#### [Exercise brief]
Every record that follows must be given again exactly.
(Beginning of Dataset extract)
PR #776, opened 2019-11-13
Avoid infinite loop waiting for Tool deployment

andyhd:
Break out of the wait loop if the deployment status is anything other than
TOOL_DEPLOYING - this may result in some deployments being reported as failed
incorrectly, but should avoid the consumer getting stuck

### DIFF
--- a/controlpanel/frontend/consumers.py
+++ b/controlpanel/frontend/consumers.py
@@ -200,10 +200,10 @@ def start_background_task(task, message):
     )
 
 def wait_for_deployment(deployment, id_token):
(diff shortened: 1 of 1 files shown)


controlpanel/frontend/consumers.py
```diff
@@ -200,10 +200,10 @@ def start_background_task(task, message):
     )
 
 def wait_for_deployment(deployment, id_token):
-    while True:
```
xoen: RIP `while True` ⚰️ 👍

PR #777, opened 2019-11-18
Use MOJ Design System (remove GOV.UK logo)

andyhd:
* Also remove HMCTS Design System
* Change logout view to accept `GET` request and change disguised form button to link in header
* Fix references to deprecated GOV.UK Frontend colours


controlpanel/frontend/static/components/navbar/macro.html
```diff
@@ -1,19 +1,37 @@
...
-         {%- for key, value in item.attributes %} {{key}}="{{value}}"
-         {%- endfor %}>{{ item.html | safe if item.html else item.text }}</a>
-    </li>
-    {% endif %}
-  {% endfor %}
-  </ul>
-</nav>
+{% macro mojPrimaryNavigation(params) %}
+<div class="moj-primary-navigation {{- ' ' + params.containerClasses if params.containerClasses else ''}}">
+
```
s-block: Does this need so many blank lines?

controlpanel/frontend/jinja2/base.html
```diff
@@ -36,31 +35,48 @@
...
+        'label': 'Account navigation',
+        'items': [
+          {
+            'href': url('index'),
+            'text': request.user.name | default(request.user.email),
+            'active': True
+          },
+          {
+            'html': '<a href="' ~ url('oidc_logout') ~ '">Sign out</a>'
+,
```
s-block: Does this need to be here?

controlpanel/frontend/static/components/navbar/macro.html
andyhd: This is copied from [MOJ Frontend](https://github.com/ministryofjustice/moj-frontend/blob/master/src/moj/components/primary-navigation/template.njk) with minor changes to make it work with Jinja. Probably the fewer differences, the better.

controlpanel/frontend/jinja2/base.html
andyhd: Oops, typo

controlpanel/frontend/static/components/navbar/macro.html
s-block: :+1:

PR #779, opened 2019-11-21
Disable app logs temporarily

andyhd:


r4vi:
will this just hide the html but still make the call to kibana?

andyhd:
no, it comments out the call to kibana

PR #836, opened 2020-09-04
Upgrade the Python dependencies

damacus:
## What

Upgrade the Python dependencies in preparation to moving to Helm 3

## How to review

1 . Run the Docker build (make build)
2. Make sure nothing explodes

Dependencies upgraded using `pur`


ntoll (approved):
LGTM :shipit:

ntoll:
@damacus can we fix the broken build on CircleCI..?

xoen:
I'm not clear how this is related to move to Helm 3 🤷‍♂️ 

I'm seeing quite few big version number changes which in theory may be breaking changes. It may be worth trying this in `dev`. 

Also, [isn't the `requirements.lock` the dependencies files actually used in the `Dockerfile`](https://github.com/ministryofjustice/analytics-platform-control-panel/blob/be949a54086c8f06f09a590ded1888b82773b8f4/Dockerfile#L39-L42)? I think that's why the [Makefile has a target for it](https://github.com/ministryofjustice/analytics-platform-control-panel/blob/be949a54086c8f06f09a590ded1888b82773b8f4/Makefile#L31), but you could also update manually...but as I said, in theory it should be fine but in practice worth checking considering the big version changes.

xoen:
FYI: as discussed with @damacus [I've updated the `requirements.lock` file](https://github.com/ministryofjustice/analytics-platform-control-panel/pull/836/commits/28d3f9484fddcfb879e885003676d31260d970b4). This file is the one used when running the CP locally and [when building the docker image](https://github.com/ministryofjustice/analytics-platform-control-panel/blob/main/Dockerfile#L41).

Tests pass locally and will very likely pass also in CircleCI (Dan updated this branch in line with `main` which solved the `docker build` error).

It would be good to have also your eyes on the diff @ntoll in case you spot any breaking changes here.

ntoll:
LGTM :+1: :shipit:

xoen:
FYI: Rebased since `main` moved a little since last commit...

xoen:
BTW forgot to say earlier 🤦 , thanks for your review @ntoll ☺️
(End of Dataset extract)
#### [Worked solution]
PR #776, opened 2019-11-13
Avoid infinite loop waiting for Tool deployment

andyhd:
Break out of the wait loop if the deployment status is anything other than
TOOL_DEPLOYING - this may result in some deployments being reported as failed
incorrectly, but should avoid the consumer getting stuck

### DIFF
--- a/controlpanel/frontend/consumers.py
+++ b/controlpanel/frontend/consumers.py
@@ -200,10 +200,10 @@ def start_background_task(task, message):
     )
 
 def wait_for_deployment(deployment, id_token):
(diff shortened: 1 of 1 files shown)


controlpanel/frontend/consumers.py
```diff
@@ -200,10 +200,10 @@ def start_background_task(task, message):
     )
 
 def wait_for_deployment(deployment, id_token):
-    while True:
```
xoen: RIP `while True` ⚰️ 👍

PR #777, opened 2019-11-18
Use MOJ Design System (remove GOV.UK logo)

andyhd:
* Also remove HMCTS Design System
* Change logout view to accept `GET` request and change disguised form button to link in header
* Fix references to deprecated GOV.UK Frontend colours


controlpanel/frontend/static/components/navbar/macro.html
```diff
@@ -1,19 +1,37 @@
...
-         {%- for key, value in item.attributes %} {{key}}="{{value}}"
-         {%- endfor %}>{{ item.html | safe if item.html else item.text }}</a>
-    </li>
-    {% endif %}
-  {% endfor %}
-  </ul>
-</nav>
+{% macro mojPrimaryNavigation(params) %}
+<div class="moj-primary-navigation {{- ' ' + params.containerClasses if params.containerClasses else ''}}">
+
```
s-block: Does this need so many blank lines?

controlpanel/frontend/jinja2/base.html
```diff
@@ -36,31 +35,48 @@
...
+        'label': 'Account navigation',
+        'items': [
+          {
+            'href': url('index'),
+            'text': request.user.name | default(request.user.email),
+            'active': True
+          },
+          {
+            'html': '<a href="' ~ url('oidc_logout') ~ '">Sign out</a>'
+,
```
s-block: Does this need to be here?

controlpanel/frontend/static/components/navbar/macro.html
andyhd: This is copied from [MOJ Frontend](https://github.com/ministryofjustice/moj-frontend/blob/master/src/moj/components/primary-navigation/template.njk) with minor changes to make it work with Jinja. Probably the fewer differences, the better.

controlpanel/frontend/jinja2/base.html
andyhd: Oops, typo

controlpanel/frontend/static/components/navbar/macro.html
s-block: :+1:

PR #779, opened 2019-11-21
Disable app logs temporarily

andyhd:


r4vi:
will this just hide the html but still make the call to kibana?

andyhd:
no, it comments out the call to kibana

PR #836, opened 2020-09-04
Upgrade the Python dependencies

damacus:
## What

Upgrade the Python dependencies in preparation to moving to Helm 3

## How to review

1 . Run the Docker build (make build)
2. Make sure nothing explodes

Dependencies upgraded using `pur`


ntoll (approved):
LGTM :shipit:

ntoll:
@damacus can we fix the broken build on CircleCI..?

xoen:
I'm not clear how this is related to move to Helm 3 🤷‍♂️ 

I'm seeing quite few big version number changes which in theory may be breaking changes. It may be worth trying this in `dev`. 

Also, [isn't the `requirements.lock` the dependencies files actually used in the `Dockerfile`](https://github.com/ministryofjustice/analytics-platform-control-panel/blob/be949a54086c8f06f09a590ded1888b82773b8f4/Dockerfile#L39-L42)? I think that's why the [Makefile has a target for it](https://github.com/ministryofjustice/analytics-platform-control-panel/blob/be949a54086c8f06f09a590ded1888b82773b8f4/Makefile#L31), but you could also update manually...but as I said, in theory it should be fine but in practice worth checking considering the big version changes.

xoen:
FYI: as discussed with @damacus [I've updated the `requirements.lock` file](https://github.com/ministryofjustice/analytics-platform-control-panel/pull/836/commits/28d3f9484fddcfb879e885003676d31260d970b4). This file is the one used when running the CP locally and [when building the docker image](https://github.com/ministryofjustice/analytics-platform-control-panel/blob/main/Dockerfile#L41).

Tests pass locally and will very likely pass also in CircleCI (Dan updated this branch in line with `main` which solved the `docker build` error).

It would be good to have also your eyes on the diff @ntoll in case you spot any breaking changes here.

ntoll:
LGTM :+1: :shipit:

xoen:
FYI: Rebased since `main` moved a little since last commit...

xoen:
BTW forgot to say earlier 🤦 , thanks for your review @ntoll ☺️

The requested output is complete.